PR #907, opened 2026-04-30
fix(rtm_slow_dac): Make DAC chip parameters configurable (#543)

### LINKED ISSUE #543: Fix hard code of RTM slow DAC parameters
Here:
https://github.com/slaclab/pysmurf/blob/a370b515ab717c982781223da147bea3c8fb3a9c/python/pysmurf/client/base/base_class.py#L184

ruck314:
## Summary

Closes #543.

The RTM slow DAC parameters (`_rtm_slow_dac_max_volt`, `_rtm_slow_dac_nbits`, derived `_rtm_slow_dac_bit_to_volt`) were hardcoded in `SmurfBase.__init__` to AD5790 / 10 V reference values. RTMs using a different DAC chip or reference voltage produced silently wrong physical units in TES bias commands, IV curves, and TES bipolar waveform playback. The `±9.9 V` soft-warning thresholds in `get_rtm_slow_dac_volt` were similarly baked in.

This PR exposes `rtm_slow_dac_max_volt` and `rtm_slow_dac_nbits` through the existing `SmurfConfigPropertiesMixin` / cfg-schema pattern (same approach as `pA_per_phi0`, `hemt_bit_to_V`, `fraction_full_scale`, etc.). Defaults match the AD5790 with a 10 V reference, so existing cfg files and offline mode are unaffected.

### Changes

- **`smurf_config.py`** — new `rtm_slow_dac` schema block with AD5790 defaults and validators (`max_volt > 0`, `nbits > 0`).
- **`smurf_config_properties.py`** — three new underscore attrs in `__init__`, loader call in `copy_config_to_properties`, and `@property` getter/setters for `rtm_slow_dac_max_volt`, `rtm_slow_dac_nbits`, and the derived `rtm_slow_dac_bit_to_volt`. Setting either input recomputes `bit_to_volt` automatically.
- **`base_class.py`** — old unconditional hardcode replaced with a fallback-only block that respects values already populated by the mixin/cfg path. Offline / standalone usage still gets the AD5790 defaults bit-for-bit.
- **`smurf_command.py`** — `±9.9 V` warning thresholds in `get_rtm_slow_dac_volt` now derived as `0.99 * _rtm_slow_dac_max_volt`, so they auto-scale to the configured DAC range.
- **`cfg_files/template/template.cfg`** — commented-out documentation block. Existing site cfgs (b33, kx, lab1, nist, pton, rflab, slac, stanford, ucsd) need no changes — schema injects defaults invisibly.

### Backward compatibility

Verified bit-for-bit: with no `rtm_slow_dac` entry in the cfg, `_rtm_slow_dac_bit_to_volt` evaluates to the exact same `2*10./2**20` value as before.

## Test plan

- [x] `flake8 --count python/` (CI's invocation) — 0 errors
- [x] Schema injects AD5790 defaults when cfg lacks `rtm_slow_dac` block
- [x] Full override `{rtm_slow_dac_max_volt: 5.0, rtm_slow_dac_nbits: 16}` round-trips through schema + mixin
- [x] Partial override (only `max_volt`) keeps the other field at its default
- [x] Invalid values (`max_volt: -1`, `nbits: 0`) raise `SchemaError`
- [x] Property setter recompute: changing `rtm_slow_dac_max_volt` or `rtm_slow_dac_nbits` at runtime updates `_rtm_slow_dac_bit_to_volt` automatically
- [x] All three `SmurfBase.__init__` paths (cfg-populated mixin / mixin-with-None / standalone-no-mixin) produce correct values
- [x] `0.99 * 10.0 == 9.9` confirms warning threshold matches the old hardcode
- [ ] Hardware regression on a real RTM with default cfg (smoke test, no behavior change expected)

### DIFF
--- a/cfg_files/template/template.cfg
+++ b/cfg_files/template/template.cfg
@@ -145,6 +145,14 @@
 "bias_line_resistance" : 15800,
 "high_low_current_ratio" : 6.08,
 
+# RTM slow DAC chip parameters.  Defaults match the AD5790 with a 10V
+# reference voltage on standard RTM revisions.  Override only if your
+# RTM uses a different DAC chip or reference voltage.
+# "rtm_slow_dac": {
+#         "rtm_slow_dac_max_volt": 10.0,
+#         "rtm_slow_dac_nbits": 20
+# },
+
 "high_current_mode_bool": 0,
 
 "all_bias_groups": [7],
--- a/python/pysmurf/client/base/base_class.py
+++ b/python/pysmurf/client/base/base_class.py
@@ -235,15 +235,22 @@ class SmurfBase:
 
         self.freq_resp = {}
 
-        # RTM slow DAC parameters (used, e.g., for TES biasing). The
-        # DACs are AD5790 chips
-        self._rtm_slow_dac_max_volt = 10. # Max unipolar DAC voltage,
-                                        # in Volts
-        self._rtm_slow_dac_nbits = 20
+        # RTM slow DAC parameters (used, e.g., for TES biasing).
+        # Defaults match the AD5790 chips on standard RTMs with a
+        # 10V reference voltage.  Override via the `rtm_slow_dac`
+        # section of the pysmurf configuration file for boards that
+        # use a different DAC chip or reference voltage.  Values may
+        # have already been set by SmurfConfigPropertiesMixin from
+        # the cfg file, in which case those win.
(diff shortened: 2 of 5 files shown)


ruck314:
Closing in light of Tristan's refactor proposal. Stage 4 replaces smurf_config.py / smurf_config_properties.py / template.cfg and the cfg_files layout with a single inherited config schema, so this belongs in the new schema rather than in code slated for deletion. Leaving #543 open.

PR #908, opened 2026-04-30
fix(SmurfCommand): Handle None pysmurf version in JESD checks and setDefaults (#538)

### LINKED ISSUE #538: Setup stall when rogue docker uses v4.0.0 on JESD health check
## Describe the bug

Ed reports a stall out on attempt to setup using rogue v4.0.0 docker on the JESD health checks:
image

Probably because the pysmurf version poll is timing out so the caget returns None, which breaks the version checking at the start of the JESD health check.

ruck314:
## Summary
- Fixes #538 — setup stalled on the JESD health check when the pysmurf version register read returned `None` (caget timeout, offline mode, or non-executing `_caget` call), crashing with `AttributeError: 'NoneType' object has no attribute 'split'`.
- Guards all three call sites of `self.get_pysmurf_version(**kwargs).split('+')[0]` in `python/pysmurf/client/command/smurf_command.py`: `set_check_jesd` (the issue's primary symptom), `get_jesd_status`, and `set_defaults_pv`.
- On `None`, each method logs an error and exits via its existing failure return — `None` for the JESD methods, `False` for `set_defaults_pv` to match its `TimeoutError` exit at line 639. No public-API signature changes.

## Test plan
- [x] `flake8 --count python/` (matches CI invocation in `.github/workflows/test-or-deploy.yml`) → 0 issues
- [x] `grep -n "get_pysmurf_version" python/pysmurf/client/command/smurf_command.py` confirms all 3 call sites are now guarded; no other call sites exist
- [ ] Hardware-in-the-loop verification of the original rogue v4.0.0 setup stall scenario (out of scope for repo CI)

### DIFF
--- a/python/pysmurf/client/command/smurf_command.py
+++ b/python/pysmurf/client/command/smurf_command.py
@@ -612,7 +612,13 @@ class SmurfCommandMixin(SmurfBase):
         """
         # strip any commit info off the end of the pysmurf version
         # string
-        pysmurf_version = self.get_pysmurf_version(**kwargs).split('+')[0]
+        pysmurf_version = self.get_pysmurf_version(**kwargs)
+        if pysmurf_version is None:
+            self.log(
+                'Could not read the pysmurf version register; skipping'
+                ' setDefaults configuration validation.', self.LOG_ERROR)
+            return False
+        pysmurf_version = pysmurf_version.split('+')[0]
 
         # Extra registers allow confirmation of successful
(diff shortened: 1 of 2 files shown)


ruck314:
Closing in light of Tristan's refactor proposal. Stage 3 replaces the hand-written smurf_command/base_class register layer (and its docstrings) with runtime introspection and a generated shim, so this change would be discarded. Leaving #538 open to be revisited on the new layer.

PR #913, opened 2026-04-30
feat(estimate_phase_delay): Add phaseDelaySubbands config field for resonator-free latency fit (#513)

### LINKED ISSUE #513: Define a subband to measure a latency and phase offset
## Describe the problem
Define a subband without resonators to measure latency and phase offset. Save it to config file since it is HW depenent.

+ + + + +

Every line above with the string "standard" in it should be copied into the answer.

+# reference voltage on standard RTM revisions.  Override only if your
+        # Defaults match the AD5790 chips on standard RTMs with a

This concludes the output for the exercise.